As though that made forgiveness easier.
Forgiveness is not easy. If it were, we wouldn’t need to be told over and over to do it. It would come naturally. It’s much easier to pretend a piety when necessary, and then to stew over past injustices and betrayals. I recall a person from my past who used to love to preach on Sundays but then proudly proclaimed that (this is a true story) that he would only wear Black Watch plaids because the motto of the Black Watch was “Nemo me impune lacessit” (or, roughly: “nobody messes with me and gets away with it”).
I, too, like Black Watch plaid, but mostly for the colors.
Forgiveness need not be “earned,” either. I have often heard the opinion that forgiveness requires an apology or recognition of the wrong done on the part of the forgiven party. Hmm. I have thought this myself at times, but I’ve come to think that such a path is really the easy one. It’s much easier to forgive a contrite person than it is to forgive someone who either doesn’t know or doesn’t care–or doesn’t believe–that they have done injury.
And yet, we are commanded to forgive. Not to forgive those who are really sorry, but to forgive. It’s not easy. It’s not instantaneous. For me, it requires empathy, which is also difficult sometimes to create.

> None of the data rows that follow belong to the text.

PR #300, opened 2019-01-20
Make matplotlib output figures resizable

ashutoshbsathe:
Fixes pyodide/matplotlib-pyodide#15 

Here's a working example.
(Sorry for bad quality of recording, I don't have proper GPU on my machine)

I would like if someone tests this on their local machine first and then merge.
I've made sure that it works fine on all my devices, but still would make me confident if someone tries on their machine as well.

Oh, and I didn't remove the commented placeholder functions present [here](https://github.com/iodide-project/pyodide/blob/60977f0db8a2a6bf308851e6227c3d61b22f831d/packages/matplotlib/src/wasm_backend.py#L406). I thought I would wait till the maintainers give me green signal for the current design and then before final merge I will remove the placeholders

Please review

PR #2271, opened 2022-03-12
Refactor matplotlib tests

### LINKED ISSUE #2226: Matplotlib test is failing in CI
## 🐛 Bug

We are experiencing (occasional) failure in CI on [testing matplotlib](https://app.circleci.com/pipelines/github/hoodmane/pyodide/2186/workflows/e951d6f7-9949-41e0-ab7c-f7083de030a0/jobs/22549).

What I've found so far is that matplotlib test checks [whether the font is loaded](https://github.com/pyodide/pyodide/blob/8d00451142d5ddb0237595065773b1f7bf290d33/packages/matplotlib/test_matplotlib.py#L623-L625), but the [callback which updates the font_counter](https://github.com/pyodide/pyodide/blob/8d00451142d5ddb0237595065773b1f7bf290d33/packages/matplotlib/src/html5_canvas_backend.py#L414) is not executed properly. I am trying to figure this out but strangely I can't reproduce this behavior locally.

Note that matplotlib tests were disabled(xfailed) for a long time, and re-enabled (https://github.com/pyodide/pyodide/pull/2151) recently.

_Update:_ the failing test is xfailed now (#2243)

ryanking13:
### Description

Close #2226

Refactors matplotlib tests:

- Prevent dangling selenium webdriver after test
- For asynchronous tests, use promise-await instead of selenium WebDriverWait
- Enable xfailed tests


packages/matplotlib/meta.yaml
```diff
@@ -28,11 +28,11 @@ build:
     - png16=png
   post: |
     cd build/matplotlib-3.5.1/dist/matplotlib-3.5.1/
-    wget -O matplotlib/mpl-data/fonts/ttf/Humor-Sans.ttf http://antiyawn.com/uploads/Humor-Sans-1.0.ttf
```
ryanking13, line 31: We were downloading this font every time from someone's personal website.
It is [not mandatory for matplotlib installation](https://matplotlib.org/stable/api/_as_gen/matplotlib.pyplot.xkcd.html), but for backward compatibility, I embedded this font in our repository.

packages/matplotlib/src/html5_canvas_backend.py
```diff
@@ -21,7 +22,7 @@
 from PIL import Image
 from PIL.PngImagePlugin import PngInfo
 
-from js import FontFace, ImageData, XMLHttpRequest, document, window
+from js import FontFace, ImageData, document
```
hoodmane, line 25: Maybe would be good to produce a better error message if this fails:
```py
try:
	from js import FontFace, ImageData, document
except ImportError:
	raise ImportError("html5canvasbackend is only supported in the browser in the main thread")
```

packages/matplotlib/src/html5_canvas_backend.py
```diff
@@ -38,16 +39,13 @@ class FigureCanvasHTMLCanvas(FigureCanvasWasm):
...
-        window.font_counter = 0
-
     def create_root_element(self):
         root_element = document.createElement("div")
         document.body.appendChild(root_element)
         return root_element
 
     def get_dpi_ratio(self, context):
-        if hasattr(window, "testing"):
+        if os.environ.get("TESTING_MATPLOTLIB"):
```
hoodmane, line 48: is `TESTING_MATPLOTLIB` ever set?

hoodmane: Oh sorry, the diff for test_matplotlib was collapsed so when I searched for it I didn't see it.

packages/matplotlib/src/html5_canvas_backend.py
```diff
@@ -412,7 +404,12 @@ def _load_font_into_web(loaded_face):
         if font_face_arguments not in _font_set:
```
hoodmane, line 404: I think we should consider moving toward requiring people to explicitly install fonts and throwing an error otherwise, at least by default. If they can't figure out ahead of time what fonts to load, we could enable this approach as a compatibility mode fallback. I don't like this "guess what people want and do it on the fly", particularly as a default.

ryanking13: Yes, I also feel like the current font loading system is somewhat problematic. It requires a fixed fonts path and there are no explicit ways to install custom fonts (#2252). I am interested in enhancing matplotlib functionalities (#2270, #300, #2156), but I need some study of matplotlib internals.

packages/matplotlib/src/html5_canvas_backend.py
ryanking13: Thanks, applied!

packages/matplotlib/src/html5_canvas_backend.py
```diff
@@ -382,11 +366,24 @@ def _draw_math_text(self, gc, x, y, s, prop, angle):
...
+            if os.environ.get("TESTING_MATPLOTLIB"):
+                target_font = os.environ.get("TESTING_MATPLOTLIB_FONT")
+                if not target_font or target_font == fontface.family:
+                    try:
+                        from js import resolve
+
+                        resolve()
+                    except Exception as e:
+                        raise ValueError("unable to resolve") from e
+
```
hoodmane, line 386: What about calling here `self._test_helper(fontface)` and then:
```py
def _test_helper(self):
	pass
```
then monkey patch this logic into `_test_helper` in the test suite?

packages/matplotlib/src/html5_canvas_backend.py
```diff
@@ -38,16 +44,13 @@ class FigureCanvasHTMLCanvas(FigureCanvasWasm):
...
-        window.font_counter = 0
-
     def create_root_element(self):
         root_element = document.createElement("div")
         document.body.appendChild(root_element)
         return root_element
 
     def get_dpi_ratio(self, context):
-        if hasattr(window, "testing"):
+        if os.environ.get("TESTING_MATPLOTLIB"):
```
hoodmane, line 53: Can't we get rid of this and monkey patch `get_dpi_ratio` in the test?

ryanking13: That sounds reasonable, thanks for the suggestion!

packages/matplotlib/src/html5_canvas_backend.py
ryanking13: I'll try monkey-patching  `_load_font_into_web` directly.

hoodmane (approved):
Thanks @ryanking13!

PR #2272, opened 2022-03-13
Use pypa/build

### LINKED ISSUE #2189: Move away from setup.py
As mentioned by @henryiii is 

> Building via setup.py is very [heavily deprecated](https://blog.ganssle.io/articles/2021/10/setup-py-deprecated.html). I wouldn't recommend adding anything that depends on it.

With the other alternatives mentioned being [build](https://pypi.org/project/build/) and [installer](https://pypi.org/project/installer/).

I think build isolation would be a bit difficult to use in our case, as for instance when building scipy we need the patched numpy on the host and not the numpy version specified in pyproject.toml (which would be unpatched).  However trying to switch to `build`, for instance, without build isolation would certainly be worthwhile.

hoodmane:
This resolves #2189.

> build isolation would be a bit difficult to use in our case, as for instance when building scipy we need the patched numpy on the host and not the numpy version specified in pyproject.toml (which would be unpatched)

This is indeed the case, certain packages cannot be isolated. My strategy is to make a list of packages that shouldn't be isolated and add symlinks from the isolated build environment into the `.artifacts` directory to "unisolate" them. Then we remove the unisolated package requirements from the list of packages to install, in case pesky constraints aren't satisfied. In particular, packages that expect to be used with `pypa/build` often feel free to put very specific constraints on their build dependencies (often asking them to be == to a particular version). Specific version constraints is good for build reproducibility and with build isolation doesn't cost anything. So we just ignore the constraints. Hopefully nothing goes wrong.

In particular, any package that does stuff both at build time and at runtime and requires synchronization between the build time and run time environments needs the unisolation. This includes cffi with `_cffi_backend.so`, and of course numpy and scipy. pycparser needs to be unisolated because it is a dependency of cffi.

Currently I have also unisolated pythran and cython, though these are build time only tools and do not really need to be unisolated. Cython I unisolated specifically because numcodecs needs it but it isn't in the numcodecs build dependencies. Pythran I unisolated because of a problem with the scipy build which I don't fully understand (some problem with long double feature detection). I believe both of these are removable, particularly once #2132 is finished.


hoodmane:
@henryiii my local copy of pre-commit isort and the ci version don't agree with each other =(

henryiii:
You must have a local directory named `build`. We can specify that build is always third party to avoid it happening again. I need to update the url to GitHub for flake8 too, btw.

hoodmane:
Got it that makes sense. Thanks @henryiii. We will generally have a build directory so that would be good. 

Though I've been thinking it would be good to rename it dist because that's more accurate. Usually a build directory contains temporary build artifacts that aren't the resulting distribution.

pyodide-build/pyodide_build/pypabuild.py
```diff
@@ -0,0 +1,108 @@
...
+from typing import Mapping
+
+from build import BuildBackendException, ProjectBuilder  # type: ignore[import]
+from build.__main__ import (  # type: ignore[import]
+    _STYLES,
+    _error,
+    _handle_build_error,
+    _IsolatedEnvBuilder,
+    _ProjectBuilder,
+)
```
hoodmane, line 16: These are all pretty short (longest is `_handle_build_error` at 20 lines) and don't use any other private functions from `build` so we could copy most of this into this file. We should probably use some terminal color package instead of hand implementing colors since unlike `build` we aren't part of a bootstrap.

pyodide-build/pyodide_build/pypabuild.py
```diff
@@ -0,0 +1,108 @@
...
+
+from .common import get_hostsitepackages, get_pyversion
+
+UNISOLATED_PACKAGES = ["numpy", "scipy", "cffi", "pycparser", "pythran", "cython"]
+
+
+def symlink_unisolated_packages(env: IsolatedEnv):
+    pyversion = get_pyversion()
+    site_packages_path = f"lib/{pyversion}/site-packages"
+    env_site_packages = Path(env._path) / site_packages_path
```
hoodmane, line 28: We do need access to `env._path` which is private to `IsolatedEnv`. Maybe we should request that `pypa/build` should make `path` public, or otherwise add functionality like this.

hoodmane:
@henryiii would greatly appreciate your review on this, particularly on `pypabuild.py`.

pyodide-build/pyodide_build/pypabuild.py
henryiii: Rich. :D

pyodide-build/pyodide_build/pypabuild.py
henryiii: There's a rewrite for IsolatedEnv coming that the ideal person to review hasn't had time for. I might review it in light of this (I've also become a little more familiar with this part of build recently, so I might be able to review it too).

henryiii:
This is not exactly what I was thinking of, though it isn't bad - it actually does replicate the isolated environments, which is nice. What I was thinking was that we could run build with both verification and isolation disabled, and manually install/verify installation of the contents of `build-system.requires` (minus version pinning/limits). If you don't support manually specifying versions, isolation is _less_ important, but still nice; build tools could still have conflicting requirements, etc. I'll check with the rest of the build team to see what we'd be willing to make public.

pyodide-build/pyodide_build/pypabuild.py
henryiii: I feel like a lot of this is just to get the same output as build. If you used rich instead, you could probably get a really nice output too. Some reimplementation, but not too bad.

pyodide-build/pyodide_build/pypabuild.py
```diff
@@ -0,0 +1,108 @@
...
+    _handle_build_error,
+    _IsolatedEnvBuilder,
+    _ProjectBuilder,
+)
+from build.env import IsolatedEnv  # type: ignore[import]
+from packaging.requirements import Requirement
+
+from .common import get_hostsitepackages, get_pyversion
+
+UNISOLATED_PACKAGES = ["numpy", "scipy", "cffi", "pycparser", "pythran", "cython"]
```
ryanking13, line 22: So, if I am understanding correctly, one should add a package here if he/she wants to make the package unisolated? I'm not sure whether this list would be updated often, but if so, I think we should provide more easy and non-hardcoded way to update the list (for now it's fine).

hoodmane:
There are some packages that request `setuptools < 60.0` and others that request `setuptools >= 60.0`, so I felt that having build isolation is helpful. We seem to have been giving everything setuptools v57.0.0 so apparently the packages that request a very new setuptools in build_requires don't really mean it.

ryanking13 (commented):
Thanks, @hoodmane! I have some minor comments, and I'll review this again after studying about `build` a bit.

packages/lxml/meta.yaml
```diff
@@ -6,8 +6,8 @@ source:
   url: https://files.pythonhosted.org/packages/3b/94/e2b1b3bad91d15526c7e38918795883cee18b93f6785ea8ecf13f8ffa01e/lxml-4.8.0.tar.gz
 build:
   script: |
-    export WITH_XML2_CONFIG=$PYODIDE_ROOT/packages/libxml/build/libxml-2.9.10/xml2-config
-    export WITH_XSLT_CONFIG=$PYODIDE_ROOT/packages/libxslt/build/libxslt-1.1.33/xslt-config
+    export XML2_CONFIG=$PYODIDE_ROOT/packages/libxml/build/libxml-2.9.10/xml2-config
+    export XSLT_CONFIG=$PYODIDE_ROOT/packages/libxslt/build/libxslt-1.1.33/xslt-config
```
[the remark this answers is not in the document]
hoodmane: Yeah I should be able to revert this, I tried this when debugging other problems with environment variables.

packages/numcodecs/meta.yaml
```diff
@@ -8,6 +8,10 @@ source:
     - patches/fixblosc.patch
     - patches/fixsetup.patch
     - patches/fixzlib.patch
+build:
+  script: |
+    rm numcodecs/blosc.c
```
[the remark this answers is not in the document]
hoodmane: Yeah. `blosc.c` is the result of applying cython to `blosc.pyx`. We patch `blosc.pyx` in `patches/fixblosc.patch`. If Cython is installed, it will notice that `blosc.pyx` is new and recythonize it with the patched source, replacing `blosc.c`. If Cython is not installed, it will build with the old `blosc.c`. Removing `blosc.c` forces the build to fail when Cython is missing, which makes it less confusing.

On a related note, I am super confused about why the `fixblosc.patch` is needed at all anymore. Originally we needed it because `multiprocessing.Lock()` raises `ModuleNotFoundError: _multiprocessing not found`, whereas the `.pyx` code only caught `OSError`. (On a side side note, we should consider making `Lock` available as a no-op: since there is no multiprocessing, implementing locking by doing nothing is correct.)

Anyways numcodecs has since been patched to also catch `ImportError`:
https://github.com/zarr-developers/numcodecs/blame/v0.9.1/numcodecs/blosc.pyx#L82
I believe that `ModuleNotFoundError` is a subtype of `ImportError` so it should be covered. Indeed on native Python, the following import succeeds with no error:
```py
import multiprocessing
def patch_Lock():
	raise ModuleNotFoundError()
multiprocessing.Lock = patch_Lock
import numcodecs.blosc
```
However, the same code with the unpatched version of numcodecs in Pyodide fails with `ModuleNotFoundError`. I simply cannot comprehend why this happens. I spent a significant amount of time trying to locate the problem in the debugger before giving up.

pyodide-build/pyodide_build/pywasmcross.py
```diff
@@ -124,6 +132,9 @@ def compile(*, mypy__Single_overload_definition_multiple_required: int):
 
 
 def compile(env, **kwargs):
+    args = environment_substitute_args(kwargs, env)
+    args["builddir"] = str(Path(".").absolute())
+
     args = environment_substitute_args(kwargs, env)
```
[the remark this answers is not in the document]
hoodmane: I suspect this is the result of a sloppy merge.

pyodide-build/pyodide_build/pypabuild.py
```diff
@@ -0,0 +1,108 @@
...
+    os.environ.clear()
+    os.environ.update(build_env)
+    try:
+        yield
+    finally:
+        os.environ.clear()
+        os.environ.update(old_environ)
+
+
+None
```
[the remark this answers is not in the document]
hoodmane: No.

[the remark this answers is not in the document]
henryiii: You mean None. :)

pyodide-build/pyodide_build/pypabuild.py
hoodmane: How about we keep it like this for this PR and then make a second PR to switch to use rich to make nice terminal output and remove the dependence on these private `build` names?

pyodide-build/pyodide_build/pypabuild.py
hoodmane: > one should add a package here if he/she wants to make the package unisolated?

Yes.

> I'm not sure whether this list would be updated often

I hope not.

> think we should provide more easy and non-hardcoded way to update the list

I was thinking of adding a key to `meta.yaml`, but this requires some extra logic to collect the `UNISOLATED_PACKAGES`, so I think we can do that later. Even if we don't change it much, I think that having our build logic care about certain packages by name (like scipy) is a bit surprising. If nothing else, it would probably be a good idea to put a really obvious warning in the `meta.yaml` file.

henryiii: This would be a list of packages with C extensions that show up in build requirements, which is pretty small, but could grow. For something like `cmake`, which is only needed at build time (it's not linked in or anything), I would assume that would not be added here?

pyodide-build/pyodide_build/pypabuild.py
henryiii: You pin to an exact build version, so it's safe, sure.

pyodide-build/pyodide_build/pypabuild.py
hoodmane: Anything build time only should be isolated. This includes pythran, which I have unisolated as a hack rather than actually figuring out what is going wrong with scipy's build. For some reason, isolated pythran feature detects that there is no 128 bit float support even though emscripten has perfectly fine 128 bit float support. This breaks the boost stats module build.

packages/numcodecs/meta.yaml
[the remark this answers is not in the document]
ryanking13: Thanks for the detailed explanation!

> On a side side note, we should consider making `Lock` available as a no-op: since there is no multiprocessing, implementing locking by doing nothing is correct.

Yes, we could consider monkey-patching some of multiprocessing functionalities.

ryanking13 (approved):
Thanks again, @hoodmane! Generally LGTM. Could you please update documentation for build-unisolation?

hoodmane:
I opened a new PR for the docs #2297. I'll merge this now, let's work on updating the docs over there.

PR #2273, opened 2022-03-13
First steps in adding suitesparse and pyspqr for sparse QR deocmposition in scipy

gabrielfougeron:
Hi,

This pull request contains my first attempts in porting suitesparse and pyspqr to Pyodide. 
The code compiles, but there are problems in the linking process.

After talking to Hood Chatham about it, I realized I was in way over my head with this project as my knowledge of C/C++, make and other utilities is extremely limited.

This pull request was suggested by Hood Chatham, in order to allow more experience and knowledgeable people to help me in the porting process.

Note that I changed CLAPACK to build into separate .so files for blas and lapack. It was probably a bad move, do change it back if necessary.


packages/CLAPACK/meta.yaml
```diff
@@ -33,4 +33,6 @@ build:
 
     emmake make -j ${PYODIDE_JOBS:-3} blaslib lapacklib
     mkdir -p dist/lib
-    emcc blas_WA.a lapack_WA.a F2CLIBS/libf2c.a -sSIDE_MODULE -o dist/lib/clapack_all.so
+    emcc blas_WA.a lapack_WA.a F2CLIBS/libf2c.a -sSIDE_MODULE=1 -o dist/lib/clapack_all.so
+    emcc blas_WA.a -sSIDE_MODULE=1 -o dist/lib/libblas.so
+    emcc lapack_WA.a -sSIDE_MODULE=1 -o dist/lib/liblapack.so
```
hoodmane, line 38: This is going to create trouble because whenever CLAPACK is loaded all of the lapack and blas symbols will be linked twice. I'm not sure what the emscripten dynamic linker will do with all these duplicate symbols, but it seems worrisome. If suitesparse doesn't directly use dlopen then it should be okay to put these into e.g. `build/lib` and pass `-L$(PACKAGE_ROOT)/CLAPACK/build/lib` to suitesparse. At runtime, the symbols will come from `clapack_all.so` but they are the same symbols.

packages/suitesparse/meta.yaml
```diff
@@ -0,0 +1,43 @@
...
+    - CLAPACK
+
+build:
+  sharedlibrary: true
+  # set linker and C flags to error on anything to do with function declarations being wrong.
+  # In webassembly, any conflicts mean that a randomly selected 50% of calls to the function
+  # will fail. Better to fail at compile or link time.
+  ldflags: |
+    -Wl,--fatal-warnings
+    -sSIDE_MODULE=1
```
hoodmane, line 23: The `ldflags` key does nothing when `library` or `sharedlibrary` is `true`
```suggestion
```

packages/suitesparse/meta.yaml
```diff
@@ -0,0 +1,43 @@
+package:
+  name: suitesparse
+  version: 1.0.0
+
+source:
+  sha256: 1480acb174081599604f5e894bbe8a1a551de5904eef6ea67f33b25f884cd74f
+  url: https://gabrielfougeron.github.io/files/suitesparse.zip
```
hoodmane, line 7: Please change this to point to 
1. preferably the upstream release: https://github.com/DrTimothyAldenDavis/SuiteSparse/archive/refs/tags/v5.11.0.zip
2. failing that, a fork of SuiteSparse: https://github.com/gabrielfougeron/SuiteSparse
it's a bit difficult to work with it if it isn't in a github repo. Eventually we want to have a release version + some patch files, but while working on the PR it is fine to point at a personal fork.

packages/sparseqr/meta.yaml
```diff
@@ -0,0 +1,24 @@
+package:
+  name: sparseqr
+  version: 1.1.2
+
+source:
+  sha256: 10090126e6d12ed80e548541c78f4e681f5bf0f344d9d1e89cc15b499f0b5bf4     
+  url: https://gabrielfougeron.github.io/files/sparseqr.zip
```
hoodmane, line 7: Same comment as about suitesparse URL.

packages/suitesparse/meta.yaml
```diff
@@ -0,0 +1,31 @@
+package:
+  name: suitesparse
+  version: 1.0.0
+
+source:
+  url: https://github.com/gabrielfougeron/SuiteSparse
```
hoodmane, line 6:
```suggestion
  url: https://github.com/gabrielfougeron/SuiteSparse/archive/refs/heads/master.zip
```

gabrielfougeron:
> To get this to work, I think all you need to do now is to remove `add_subdirectory("programs")` https://github.com/gabrielfougeron/SuiteSparse/blob/8a934c3d437359097fe51b5bc2a29f94e26a6705/metis-5.1.0/CMakeLists.txt#L28

==> Done !

hoodmane:
Okay, now you need to:
1. rebase your changes to suitesparse on the upstream release branch v5.11.0. Ideally minimize the diff from v5.11.0 (so for instance don't remove irrelevant files). Then format a patch file with your changes. (The best would be to not change things at all, but to set environment variables and make targets that makes it build just the stuff you want. Our goal is always to minimize patching). Update the version field for suitesparse to be accurate too.
2. sparseqr also has an inaccurate version number (upstream seems to be v1.0.0 not v1.1.2). You should reduce the patch you made to `sparseqr_gen.py` and generate a patch file for it. Ideally, you should work with the upstream to remove the need for the patch.

For generating patches: 
```sh
git checkout -b pyodide-patches
git rebase master --onto=v1.0.0 # assuming you're currently on master branch, use whatever release tag is appropriate
git format-patch v1.0.0 -o /path/to/pyodide/packages/some_pkg/patches
```

hoodmane:
>   ==> Done!

Did you forget to push?

gabrielfougeron:
Argh sorry I've got tons of problems with github connection stability today. I'll take a second look tommorow.

gabrielfougeron:
Wait... Looks to me like I did push: https://github.com/gabrielfougeron/pyodide

Is there something I'm missing? I'm confused.

hoodmane:
> Is there something I'm missing?

For some reason github didn't update the PR with the new commit. It probably has to do with the recent github outage.

PR #2274, opened 2022-03-14
chore: isort avoid local build confusion, bump pre-commit

henryiii:
### Description

Quick update of pre-commit files, fixing URL of flake8, and making sure `build` doesn't trigger as a local directory in isort (#2272).


hoodmane:
Thanks @henryiii!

Many scholars have written about empathy, and the power of novel-reading to create it. I believe this, because I have too often felt myself changed for the better after reading a good story. Stories do have the power to evoke emotional connection to people who are different from us–and who fail in the same ways that we do. I often end a good book with an inward-looking eye, that sees my own failures and moments of insensitivity or cruelty more acutely than I see those of others.
These short, dark days are perfect for reading.
And this time of year is a good one to begin to work on empathy, and forgiveness. And when I can accomplish that–more beam-pulling than mote-picking–I can forgive. And then, yes, I do feel better–and more human.